[author: Carol Williams]
NAVEX recently hosted a webinar with Carol Williams, CEO and Principal Advisor at Strategic Decision Solutions, where she discussed best practices for evaluating and advancing third-party and IT risk management programs.
The importance of TPRM and ITRM practices has never been greater and organizations must mature these programs to adequately secure their organization and protect customer information. In this post, Carol Williams answers the questions we received during the webinar. To watch the full webinar, you can access the recording here.
What is the best model for IT risk, third-party risk, and enterprise risk management to work together? Should they all be the same group or three separate groups?
IT risk requires such expertise and collaboration with technology people that it is best suited to be part of IT. IT risk oversight should be handled by internal audit or a similar function, and IT risk should work closely with enterprise risk management to ensure management has accurate and complete information on risk priorities and risk management strategies.

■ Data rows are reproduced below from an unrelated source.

PR #108, opened 2019-01-28
Fix compiler warnings when OpenSSL is enabled

keithc-ca:
Similar to https://github.com/ibmruntimes/openj9-openjdk-jdk8/pull/249, but for Java 11:
* fix casts between pointers and scalars (of differing sizes)
* fix assignment of const pointer to non-const pointer
* fix potentially uninitialized local variables


pshipton:
jenkins compile windows

pshipton:
jenkins compile win

PR #116, opened 2019-01-31
Add dependency in Main.mk to support the generation of jvmti.h

MarkQingGuo:
Add dependency in Main.mk to support the generation of jvmti.h

Generating jvmti.h before initialization of macros in Main.mk.

There are some additional information:
- The related issue is https://github.com/eclipse/openj9/issues/2368
- Add dependency in Main.mk to support the generation of jvmti.h before it starts to build openj9

Signed-off-by: MarkQingGuo <Qing.Guo@ibm.com>

### DIFF
--- a/closed/make/Main.gmk
+++ b/closed/make/Main.gmk
@@ -41,9 +41,9 @@ OPENSSL_MAKE := $(MAKE) -f $(TOPDIR)/closed/openssl.gmk SPEC=$(SPEC)
 openssl-build : buildtools-langtools
 	+$(OPENSSL_MAKE)
 
-java.base-copy : openssl-build
+java.base-copy : j9vm-build
 
-java.base-libs : java.base-copy j9vm-build
+java.base-libs : java.base-copy
 
 j9vm-build : openssl-build
 	+$(OPENJ9_MAKE) openj9_build_jdk
--- a/closed/make/copy/Copy-java.base.gmk
+++ b/closed/make/copy/Copy-java.base.gmk
@@ -23,7 +23,7 @@ TARGETS += \
 	$(INCLUDE_TARGET_DIR)/ibmjvmti.h \
 	#
 
-$(INCLUDE_TARGET_DIR)/jvmti.h : $(TOPDIR)/openj9/runtime/include/jvmti.h
+$(INCLUDE_TARGET_DIR)/jvmti.h : $(OUTPUTDIR)/vm/include/jvmti.h
 	$(call install-file)
 
 $(INCLUDE_TARGET_DIR)/ibmjvmti.h : $(TOPDIR)/openj9/runtime/include/ibmjvmti.h


tajila:
please add a link to the dependent PR in openj9

MarkQingGuo:
[https://github.com/eclipse/openj9/pull/4409](url)

tajila:
@keithc-ca Please take a look at this PR. 

Is this what you had in mind?

More details can be found here https://github.com/eclipse/openj9/pull/4409

closed/make/Main.gmk
```diff
@@ -27,6 +27,11 @@ CLEAN_DIRS += vm
 	test-image-openj9 \
 	#
 
+ifeq (,$(BUILD_JAVA_SPEC_HEADERS)) 
+  $(shell m4 -D JAVA_SPEC_VERSION=$(VERSION_FEATURE) $(OPENJ9_TOPDIR)/runtime/include/jvmti.h.m4 > $(OPENJ9_TOPDIR)/runtime/include/jvmti.h)
+  BUILD_JAVA_SPEC_HEADERS := "true"
+endif
```
keithc-ca: I believe this belongs in openj9 and should be in a make rule rather than executed as the makefile is read (which will at least trigger rebuilds of everything that depends on jvmti.h).

MarkQingGuo: jvmti.h is required for building target java.base.copy which is prior to targets in openj9. I tried to add a new target in openj9 but it seems doesn't work.

MarkQingGuo: I even tried to add the dependency at CMAKELIST.txt(before building target sourcetool) in the root directory in openj9, but it failed when built with Cmake. If it build by UMA, adding a target in GNUMakefile in openj9/runtime solves the issue but cmake is still a problem.

keithc-ca: You'll want to update `closed/make/copy/Copy-java.base.gmk`, adding a rule to run `m4` to generate `jvmti.h` (within `$(OUTPUTDIR)` somewhere) and adjust the rule
```
$(INCLUDE_TARGET_DIR)/jvmti.h : $(TOPDIR)/openj9/runtime/include/jvmti.h
```
so it depends instead on that file generated by `m4`.

MarkQingGuo: I added this dependency before, target java.base.copy is only one case. I tried to build it by UMA in my local machine, java.base.copy is built later. j9nonbuilder.h also needs jvmti.h and it is built before java.base.copy. So I add a same target in runtime/GNUmakefile, which means we have two parts for the same purpose. I also tried to build it on Jenkins, it seems it need jvmti.h before target build-openj9 or java.base. I added dependency to these two targets but no one works. I guess jvmti.h is needed just after configuration.

MarkQingGuo: That is not only one target needs jvmti.h, so we have to generate it early.

keithc-ca: OpenJDK generates jvmti.h so we should be able to do likewise.

keithc-ca: Perhaps what is needed is an adjustment to `closed/make./Main.gmk` (lines 46-48) to this:
```
java.base-libs : java.base-copy

j9vm-build : java.base-copy
```
This will force java.base-copy to build before j9vm-build. If java.base-copy ensures jvmti.h is generated and available, all should be good.

MarkQingGuo: I changed the rule to `java.base-libs : j9vm-build`, otherwise it won't compile
If the rule added depends on the file generated by m4, we have to create directory vm/include first.
I think we might have two methods here:
1. generate file in source code openj9/runtime/include, then remove it when clean it.
2. create a new directory, but it means we will create an existing directory later. But this part of code is in extension repo/make, I'm not sure if I have right to modify it.

closed/make/copy/Copy-java.base.gmk
```diff
@@ -35,7 +35,11 @@ TARGETS += \
 	$(INCLUDE_TARGET_DIR)/ibmjvmti.h \
 	#
 
-$(INCLUDE_TARGET_DIR)/jvmti.h : $(TOPDIR)/openj9/runtime/include/jvmti.h
+#$(OUTPUTDIR)/vm/include/jvmti.h : $(OPENJ9_TOPDIR)/runtime/include/jvmti.h.m4 
+#	m4 -D JAVA_SPEC_VERSION=$(VERSION_FEATURE) $< > $@
+
+$(INCLUDE_TARGET_DIR)/jvmti.h : $(TOPDIR)/openj9/runtime/include/jvmti.h.m4
+	m4 -D JAVA_SPEC_VERSION=$(VERSION_FEATURE) $< > $(TOPDIR)/openj9/runtime/include/jvmti.h
```
keithc-ca: I don't expect this will work: currently, openj9 source is copied into `$(OUTPUTDIR)/vm` and so writing into `$(TOPDIR)/openj9` will only help the _next_ build cycle. I think the rule (commented out) above is correct.

MarkQingGuo: I tried to build with the rule above before and let the build stop when building this target, it seems it will copy openj9 source later. When the above rule is completed, only `sourcetool` directory is copied into `$(OUTPUTDIR)`. The later rule will compile in my machine no matter build by Uma  or Cmake.

keithc-ca: The rule as written doesn't produce the target file and we don't want files written into the source tree.

The dependencies
`j9vm-build -> java.base-copy -> jvmti.h`
will ensure things are done in the right order (even though work is done in parallel).

MarkQingGuo:
@keithc-ca Hope this one is what in your mind. However, when building target `java.base-copy`, directory `$(OUTPUTDIR)/vm/` doesn't exist at this point, we may create `$(OUTPUTDIR)/vm/include` before copying openj9 source, otherwise, we have to create a same rule somewhere later.

keithc-ca:
It may be necessary to add `$(MKDIR) -p $(@D)` before the invocation of `m4` to ensure the target directory exists.

MarkQingGuo:
build successfully in Jenkins.

MarkQingGuo:
Jenkins sanity and functional test pass, but it's unstable with some skipped test

closed/make/copy/Copy-java.base.gmk
```diff
@@ -35,8 +35,9 @@ TARGETS += \
 	$(INCLUDE_TARGET_DIR)/ibmjvmti.h \
 	#
 
-$(INCLUDE_TARGET_DIR)/jvmti.h : $(TOPDIR)/openj9/runtime/include/jvmti.h
-	$(call install-file)
+$(INCLUDE_TARGET_DIR)/jvmti.h : $(TOPDIR)/openj9/runtime/include/jvmti.h.m4
+	$(MKDIR) -p $(OUTPUTDIR)/vm/include
+	m4 -D JAVA_SPEC_VERSION=$(VERSION_FEATURE) $< | tee -a $@ $(OUTPUTDIR)/vm/include/jvmti.h > /dev/null
```
keithc-ca: If the file in `$(OUTPUTDIR)/vm` is needed in addition to the target of this rule, split the rule into two to produce both, but each rule should normally create the target it claims to produce. Use `$(@D)` to refer to the directory containing the target file rather than repeating paths.

Please remove the use of `tee` - particularly the use of the `-a` option which will append to an existing file rather than create the desired content.

MarkQingGuo: Do you mean that split `$(INCLUDE_TARGET_DIR)/jvmti.h` and `$(OUTPUTDIR)/vm/include/jvmti.h`? If so, I have split them into two rules and test building successfully in my local machine.

closed/make/copy/Copy-java.base.gmk
```diff
@@ -36,8 +36,9 @@ TARGETS += \
 	#
 
 $(OUTPUTDIR)/vm/include/jvmti.h: $(TOPDIR)/openj9/runtime/include/jvmti.h.m4
-  $(MKDIR) -p $(@D)
+	$(MKDIR) -p $(@D)
 	m4 -D JAVA_SPEC_VERSION=$(VERSION_FEATURE) $< > $@
+	@$(ECHO) "END this PRO"
```
keithc-ca: This is looking good. I'm assuming you'll remove this echo command once you have verified it is all working.

MarkQingGuo: build successfully in Jenkins, link to it https://hyc-runtimes-jenkins.swg-devops.com/job/Build-JDK11-linux_x86-64_cmprssptrs/1392/

keithc-ca:
Before this can be merged, we need changes for jdk8, jdk12 and jdknext.

We'll also need a strategy that doesn't break IBM internal builds (due to the removal of jvmti.h in favour of jvmti.h.m4). For this, I restate my suggestion that the solution should be in the build process of openj9 itself.

keithc-ca:
Jenkins sanity.functional zlinux jdk11

keithc-ca:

There is such a heavy operating element when it comes to third party risk. In fact, it can be an obstacle to enterprise-wide risk management to be so tightly coupled to third-party risk within the same group. The third-party risk focuses on two areas – end-to-end processes and individual supplier management. You can’t manage individual vendors when you’re supposed to focus on strategy and business. Remember that these three different areas don’t have to be in the same group to work and coordinate together.
Many companies manage IT vendors separately from all vendors. What is the best way to help the organization understand that all external parties should be evaluated unless they are a separate HIPAA covered entity?

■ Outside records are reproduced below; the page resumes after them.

PR #117, opened 2019-02-01
Turn off native digest

jerrylui803:
This change will disable OpenSSL based accelerated Digest, it cannot be re-enabled with the command line option. This was done due to a segfault under some conditions when the Digest is invoked. https://github.com/eclipse/openj9/issues/4530


pshipton:
There is nothing wrong with this change, but it is causing the OpenJ9 OpenSSL_0  and cmdLineTester_CryptoTest_0 testing to fail. The tests need to be fixed. Reverting until the fix is ready.

PR #126, opened 2019-02-06
Stop adding j9jit29 when the target CPU is aarch64

knn-k:
This commit stops adding j9jit29 to java.base shlibs when the target
CPU is aarch64.
This is a temporary change until the JIT library for aarch64 becomes
available.

### DIFF
--- a/closed/OpenJ9.gmk
+++ b/closed/OpenJ9.gmk
@@ -198,7 +198,6 @@ $(call openj9_add_jdk_shlibs, java.base, \
 	j9gc29 \
 	j9gcchk29 \
 	j9hookable29 \
-	j9jit29 \
 	j9jnichk29 \
 	j9jvmti29 \
 	j9prt29 \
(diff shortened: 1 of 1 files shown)


knn-k:
Build of `libj9jit29.so` is blocked by the change in `runtime/compiler/module.xml` in eclipse/openj9#4447.

pshipton:
jenkins compile zlinux

keithc-ca:
I'd prefer to see a workaround in openj9 to produce a (stub?) j9jit. Have you explored that approach?

knn-k:
Development of aarch64 JIT is ongoing, but it will take a while.
I think removing j9jit29 from the aarch64 build is the best way to make the aarch64 runtime (interpreter only) automatically buildable, because this approach changes only one file and it can be reverted easily when the aarch64 JIT is ready.

keithc-ca:
I had hoped that having a stub JIT would be a smaller request, but perhaps I was just being naive.

Removing the JIT like this is likely to cause a number of tests to fail due the warning message about a missing JIT. Please confirm you're ok with that and I will merge this.

knn-k:
I accept the failures that would be caused by missing JIT compiler.
I would like this to be merged.  Thanks.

IT vendors should be managed consistently with all other organizational vendors. To ensure this happens, I strongly recommend using messages to the organization along these lines: IT is there to support the business, the organization as a whole. Therefore, IT vendors are simply an extension of IT. The business must be assured that relationships with IT vendors are maintained to the same standard as any other business vendor.

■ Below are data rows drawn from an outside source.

PR #469, opened 2015-01-28
Fix + Refact (AllowFix)

ivandrofly:
/cc @niksedk

### DIFF
--- a/src/Forms/FixCommonErrors.cs
+++ b/src/Forms/FixCommonErrors.cs
@@ -799,11 +799,11 @@ namespace Nikse.SubtitleEdit.Forms
                             p.Text = p.Text.Replace(Environment.NewLine, " ");
 
                             string stripped = Utilities.RemoveHtmlTags(prev.Text).TrimStart();
-                            if (!stripped.StartsWith("- "))
+                            if (!stripped.StartsWith("- ", StringComparison.Ordinal))
                                 prev.Text = "- " + prev.Text.TrimStart();
 
                             stripped = Utilities.RemoveHtmlTags(p.Text).TrimStart();
-                            if (!stripped.StartsWith("- "))
+                            if (!stripped.StartsWith("- ", StringComparison.Ordinal))
                                 p.Text = "- " + p.Text.TrimStart();
 
                             prev.Text = prev.Text.Trim() + Environment.NewLine + p.Text;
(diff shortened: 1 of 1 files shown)


src/Forms/FixCommonErrors.cs
```diff
@@ -67,7 +67,7 @@ public sealed partial class FixCommonErrors : Form
         private static readonly Regex UrlOrg = new Regex(@"\w\.org\b", RegexOptions.Compiled);
 
         private static readonly Regex ReAfterLowercaseLetter = new Regex(@"[a-zæøåäöéùáàìéóúñüéíóúñü]I", RegexOptions.Compiled);
-        private static readonly Regex ReBeforeLowercaseLetter = new Regex(@"I[a-zæøåäöéùàìéóúñüéíóúñü]", RegexOptions.Compiled);
+        private static readonly Regex ReBeforeLowercaseLetter = new Regex(@"I[a-zæøåäöéùáàìéóúñüéíóúñü]", RegexOptions.Compiled);
```
ivandrofly: <code>à</code> added

src/Forms/FixCommonErrors.cs
```diff
@@ -2745,8 +2733,10 @@ public static string FixAloneLowercaseIToUppercaseLine(Regex re, string oldText,
                 s = s.Replace(">" + target + "</", ">I</");
             if (s.Contains(">" + target + " "))
                 s = s.Replace(">" + target + " ", ">I ");
-            if (s.Contains(">" + target + "" + Environment.NewLine))
```
ivandrofly: "" is equal to string.Empty

src/Forms/FixCommonErrors.cs
```diff
@@ -2854,19 +2849,12 @@ private void Fix3PlusLines()
             for (int i = 0; i < Subtitle.Paragraphs.Count; i++)
             {
                 Paragraph p = Subtitle.Paragraphs[i];
-                string text = p.Text;
-
-                if (Utilities.CountTagInText(text, Environment.NewLine) > 1)
+                if (AllowFix(p, fixAction) && Utilities.CountTagInText(p.Text, Environment.NewLine) > 1)
```
ivandrofly: Check if AllowFix is <code>true</code> before doing any changes which may slow the performance

src/Forms/FixCommonErrors.cs
niksedk: I like string.Empty better - not important but String.Empty is used in SE

src/Forms/FixCommonErrors.cs
```diff
@@ -2207,27 +2207,27 @@ public static string FixStartWithUppercaseLetterAfterParagraph(Paragraph p, Para
 
             if (p.Text != null && p.Text.Contains(Environment.NewLine))
             {
-                string[] arr = p.Text.Replace("\r\n", "\n").Replace("\r", "\n").Split('\n');
+                var arr = p.Text.Split(Utilities.NewLineChars, StringSplitOptions.RemoveEmptyEntries);
```
niksedk: Not correct... we should probably make a extension method for string splitting...

ivandrofly: So should anything be changed in this patch?!

niksedk: Yes, this is buggy - the split does not work as it removes empty entries... a new extension method "SplitToLines" could be made so avoid duplicate code for line splitting

ivandrofly: Like:
<code>
        public static string[] SplitToLines(this string source)
        {
            return source.Replace("\r\n", "\n").Replace("\r", "\n").Split('\n');
        }
</code>

niksedk: :)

How about a discussion on OFAC/DOJ/Sanctioned List Research?
All organizations in the US are required to avoid transactions with individuals and companies on the watch list maintained by the Office of Foreign Asset Control (OFAC). If your organization is not currently conducting OFAC screening, it is imperative to develop a process and start immediately.
How does the Risk Committee charter make it easier to administer TPRM?
The Risk Committee Charter is simply a document that sets out the responsibilities of the Risk Committee. Risk Committee members must continually demonstrate their support and support for TPRM through words and actions. The charter itself will not facilitate TPRM; However, it may indicate that the Risk Committee is responsible for overseeing TPRM outcomes and providing guidance to the TPRM team on actions taken on high-risk vendors.
Our intermediary management program differs from our vendor/supplier management. Is this common as the question often relates to third party risk management as a whole?
Interesting distinction as intermediaries are typically viewed as the organization’s vendors. (See the image embedded in this summary article published after the NAVEX Next TPRM session.) I would think that there is a significant amount of duplicate work being done between these two programs. Instead, it would be great if agent management was part of the vendor/supplier management program, and if there are specific questions aimed at agents, you should include those based on the type of vendor.
What type of key risk indicators/metrics would you use to support the case for increasing maturity? Or to support the current maturity assessment? for both TPRM and ITRM.
It would be difficult to use KRIs to support increasing maturity. By asking management a few pointed questions, their answers can make arguments for you. Here are some questions you can ask:
- Do you think risk management gives you the information you need to make timely decisions?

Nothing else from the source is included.